2.4 Screening of the produced monoclonal antibody

The desired antibody in the supernatants of hybridoma clones were characterized by the following methods.

2.4.1 Immunocytochemical method

Semen samples from healthy donors were allowed to liquefy at room temperature and separated from seminal plasma by centrifugation (1000 g) for 20 min at room temperature. After washing in PBS, the pelleted spermatozoa were frozen at $-$ 80 ${}^{\circ}$ C until use. After two cycles of freezing and thawing, the sperm pellet was solubilized in PBS, incubated for 20 min on ice and centrifuged for 10 min and was used for further analysis. Also mouse sperms were extracted from the epididymis of adult mice in PBS. The sperms were fixed with 4% paraformaldehyde for 20 min at room temperature. The fixed samples were washed two-three times with cold PBS and permeabilization was performed with Triton-100 for 10–15 min at room temperature. The permeabilized samples were further washed three times with PBS-T for 5 min, and then were blocked at 1% BSA in 0.1% PBS-T for 1 h at room temperature, and incubated in primary antibody solution containing the specified amount of produced monoclonal antibody diluted in blocking buffer, overnight at 4 ${}^{\circ}$ C. After wash treatment with PBS-T (5 min $\times$ 3), samples were incubated in secondary antibody solution containing fluorescein isothiocyanate (FITC)-conjugated goat polyclonal anti-mouse IgG antibody (Abcam, USA) diluted in blocking buffer at a dilution of 1:2000, 1 h at room temperature. After wash treatment with PBS-T (5 min $\times$ 3), the nuclear staining was performed with DAPI (1 $\mu$ g/ml in PBS) and were mounted finally and kept under dark conditions. Fluorescence was observed with the inverted microscope (Optika XDS-2, USA) with proper fluorescent filters.

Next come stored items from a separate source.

PR #9409, opened 2023-11-28
Add function to generate secure random values

pedr:
Adding a new function to the `lib/uuid` module to generate a more secure random value.

https://github.com/ai/nanoid#non-secure


packages/lib/uuid.ts
```diff
@@ -18,4 +19,7 @@ export default {
 	createNanoForInboxEmail: (): string => {
 		return customAlphabet('0123456789abcdefghijklmnopqrstuvwxyz', 8)();
 	},
+	createSecureRandom: (size = 32) => {
+		return nanoidSecure(size);
+	},
```
laurent22: What alphabet does it use in this case? Does it also include "/" or other characters that may be used in URLs?

laurent22:
CI is failing @pedr

packages/lib/uuid.ts
pedr: It does not.

> By default, Nano ID uses URL-friendly symbols (A-Za-z0-9_-) and returns an ID with 21 characters (to have a collision probability similar to UUID v4).

https://github.com/ai/nanoid#api

pedr:
> CI is failing @pedr

I couldn't really figure out what is going on, so far. I'm not really sure what I'm looking for, to be honest!

My first thought would be that somehow Jest test is not loading the correct environment, but looking into the error log it seems like Jest is trying to load the `nanoid/index.browser.js` file (which I guess is the correct one for this case).

My second thought is that it might be caused by a mismatch in JS version, so maybe a configuration in `jest.config.js`/`tsconfig.json`


     Details:

    /home/js/Desktop/joplin/fork/packages/lib/node_modules/nanoid/index.browser.js:1
    ({"Object.<anonymous>":function(module,exports,require,__dirname,__filename,jest){import { urlAlphabet } from './url-alphabet/index.js'
                                                                                      ^^^^^^

    SyntaxError: Cannot use import statement outside a module

      1 | import { v4 as uuidv4 } from 'uuid';
      2 | import { customAlphabet } from 'nanoid/non-secure';
    > 3 | import { nanoid as nanoidSecure } from 'nanoid';
        | ^
      4 |
      5 | // https://zelark.github.io/nano-id-cc/
      6 | // https://security.stackexchange.com/a/41749/1873

      at Runtime.createScriptFromCode (node_modules/jest-runtime/build/index.js:1505:14)
      at Object.<anonymous> (../lib/uuid.ts:3:1)
      at Object.<anonymous> (../lib/BaseModel.ts:4:1)
      at Object.<anonymous> (../lib/models/Setting.ts:4:1)
      at Object.<anonymous> (../lib/theme.ts:9:1)
      at Object.<anonymous> (CodeMirror/testUtil/createEditorSettings.ts:1:1)
      at Object.<anonymous> (CodeMirror/CodeMirrorControl.test.ts:2:1)

pedr:
I discovered that if I remove the "browser" line from the exports from nanoid package.json I can make the test pass. I guess that means that this `index.browser.js` might need a build step to be able to be used by Jest test? Still can't figure it out how to proceed.

```json
{
  "name": "nanoid",
  "version": "3.3.7",
...
  "exports": {
    ".": {
      "browser": "./index.browser.js", << this one
      "require": {
        "types": "./index.d.cts",
        "default": "./index.cjs"
      },
 ```

**Comment by laurent22** [comment]
Can't the tests be configured so that Jest doesn't pull this browser version? It would probably work with the cjs one

**Comment by pedr** [comment]
I was trying to find a configuration for it on Jest, but I'm not sure.

When I tried to run the editor in the app-desktop it looks like everything
was working as it should, since it didn't crash or anything...

**Comment by personalizedrefrigerator** [comment]
> I was trying to find a configuration for it on Jest, but I'm not sure. When I tried to run the editor in the app-desktop it looks like everything was working as it should, since it didn't crash or anything...

I think a similar issue with the AWS S3 libraries was worked around using dynamic imports:

https://github.com/laurent22/joplin/blob/6ddae5b65412b6bdd412aad0ea0e0f746b39dc92/packages/lib/testing/test-utils.ts#L628-L639

However, I expect that something similar would break `secureRandom` on mobile/react native.

File: packages/editor/__mocks__/nanoid.js [hunk 2]
```diff
@@ -0,0 +1 @@
+module.exports = {};
```
laurent22: Could you maybe patch the nanoid package instead? That seems a bit of an ugly hack to have to add this to every package that indirectly depends on nanoid. We should generally try to get our dependencies to build properly and be compatible with our own packages.

pedr:
I have used yarn patch before, but it would be nice if you could take a closer look at what I did.

I think maybe because nanoid is a dependency used by other libraries, but it seems like the patch was applied to several versions of nanoid (even though I applied the patch in `packages/lib` to `nanoid@npm:3.3.7`)

package.json
```diff
@@ -105,6 +105,12 @@
     "react-native-vosk@0.1.12": "patch:react-native-vosk@npm%3A0.1.12#./.yarn/patches/react-native-vosk-npm-0.1.12-76b1caaae8.patch",
     "eslint": "patch:eslint@8.49.0#./.yarn/patches/eslint-npm-8.39.0-d92bace04d.patch",
     "app-builder-lib@24.4.0": "patch:app-builder-lib@npm%3A24.4.0#./.yarn/patches/app-builder-lib-npm-24.4.0-05322ff057.patch",
-    "react-native@0.71.10": "patch:react-native@npm%3A0.71.10#./.yarn/patches/react-native-animation-fix/react-native-npm-0.71.10-f9c32562d8.patch"
+    "react-native@0.71.10": "patch:react-native@npm%3A0.71.10#./.yarn/patches/react-native-animation-fix/react-native-npm-0.71.10-f9c32562d8.patch",
+    "nanoid@^3.3.6": "patch:nanoid@npm%3A3.3.7#./.yarn/patches/nanoid-npm-3.3.7-98824ba130.patch",
+    "nanoid@2.1.11": "patch:nanoid@npm%3A3.3.7#./.yarn/patches/nanoid-npm-3.3.7-98824ba130.patch",
+    "nanoid@^3.3.4": "patch:nanoid@npm%3A3.3.7#./.yarn/patches/nanoid-npm-3.3.7-98824ba130.patch",
+    "nanoid@3.3.7": "patch:nanoid@npm%3A3.3.7#./.yarn/patches/nanoid-npm-3.3.7-98824ba130.patch",
+    "nanoid@*": "patch:nanoid@npm%3A3.3.7#./.yarn/patches/nanoid-npm-3.3.7-98824ba130.patch",
```
laurent22: I think you can just leave that one and remove the other ones

package.json
```diff
@@ -105,6 +105,7 @@
     "react-native-vosk@0.1.12": "patch:react-native-vosk@npm%3A0.1.12#./.yarn/patches/react-native-vosk-npm-0.1.12-76b1caaae8.patch",
     "eslint": "patch:eslint@8.49.0#./.yarn/patches/eslint-npm-8.39.0-d92bace04d.patch",
     "app-builder-lib@24.4.0": "patch:app-builder-lib@npm%3A24.4.0#./.yarn/patches/app-builder-lib-npm-24.4.0-05322ff057.patch",
-    "react-native@0.71.10": "patch:react-native@npm%3A0.71.10#./.yarn/patches/react-native-animation-fix/react-native-npm-0.71.10-f9c32562d8.patch"
+    "react-native@0.71.10": "patch:react-native@npm%3A0.71.10#./.yarn/patches/react-native-animation-fix/react-native-npm-0.71.10-f9c32562d8.patch",
+    "nanoid@3.3.7": "patch:nanoid@npm%3A3.3.7#./.yarn/patches/nanoid-npm-3.3.7-98824ba130.patch"
```
laurent22: In my comments I suggested keeping `nanoid@*` otherwise this will break when we update nanoid. Or maybe `nanoid@3.*` or just `nanoid`, whatever works. Currently CI is failing anyway because you need to run `yarn install` after changing the patch

personalizedrefrigerator:
The issues with `jest` and `nanoid` seem similar to the failing CI for #9431 ("Update dependency nanoid to v5").

laurent22:
@pedr, would it be difficult to upgrade to v5 directly? We may as well patch this one if it's not too tricky to upgrade to it:

https://github.com/laurent22/joplin/pull/9431/files

laurent22:
Actually I see that v4+ is esm only so it's fine we'll stay on v3 for now.

package.json
pedr: I think we need to follow semver patterns, I found it that using only `nanoid` will apply the patch to this and future releases.

laurent22:
CI is still failing Pedro. Do you have any way to test this locally as that would make it easier to fix?

pedr:
> CI is still failing Pedro. Do you have any way to test this locally as that would make it easier to fix?

I'm testing locally, but after my last modification, I thought we wouldn't have a problem with the server package, my bad.

pedr:
I think we might have to settle for using the fixed version and bump it if the library ever gets an update. From my understanding of trying different values and seeing if they worked or not, the `nanoid@3.3.7` reference is required since it is the version we are using in the dependency. If we had a dependency for `nanoid@^3.3.7` we might be able to reference the package like this for patch note.

I tested in my machine running all the tests and build the server image and everything was working, lets see if the CI will pass this time or not.

package.json
laurent22: It's ok if it applies to future versions too, because those also appear to be broken. And in any case we want the patch to apply to all 3.x without having to change this line every time. So for now I think just `nanoid` is fine

pedr: What I meant is that the patch probably needs to be applied for the `nanoid@3.3.7` because it is the one version we have specified in the dependencies of lib. If we had `nanoid@^3.3.7` would need to be applied to this version upwards, make sense? If I try to patch `nanoid@^3.3.7` instead of `nanoid@3.3.7` the patch is never applied to the lib version.

pedr: And the problem of using only `nanoid` is that the server tests failed, I'm going to take a second look at this to be sure.

laurent22: Hmm, yes because we use just `eslint` for example, and that applies to all eslint versions

laurent22:
@pedr, now that we merged the other nanoid PR, I think this one can be completed too

pedr:
I forgot to move the `createSecureRandom` function out of the default export object, sorry! I did that just now. I also updated the patch to match the package without a specific version.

2.4.2 Immunohistochemical method

All procedures related to the care and treatment of animals were in accordance with the institutional and National Institutes of Health guidelines. The testis as well as kidney, skin and spleen of Balb/C mouse were fixed in PBS containing 4% (w/v) paraformaldehyde for 18–24 h depending on the size, and then embedded in paraffin wax. All samples were cut into 2–5 $\mu$ m sections depending on the thickness of tissue on a microtome and collected on glass slides. The sections were dewaxed and rehydrated in a series of ethanol ending in distilled water. After antigen retrieval by using Tris/EDTA (PH $=$ 9) and Heat-induced (HIER), blocking was performed with 1% BSA in TBS for 2 h at room temperature. The slides were incubated in primary antibody solution containing the specified amount of produced monoclonal antibody diluted in blocking buffer (1% BSA/TBS), overnight at 4 ${}^{\circ}$ C. After wash treatment with TBS-Triton 0.02% (5 min $\times$ 2), samples were incubated in FITC-conjugated goat polyclonal anti-mouse IgG secondary antibody (Abcam, USA) at a dilution of 1:2000 in blocking buffer, 2 h at room temperature. After wash treatment with TBS (5 min $\times$ 2), the nuclear staining was performed with DAPI and the slides were mounted in Murray’s clear solution finally and kept under dark conditions. The survey of slides were conducted by Optika XDS-2 inverted microscope [18, 19].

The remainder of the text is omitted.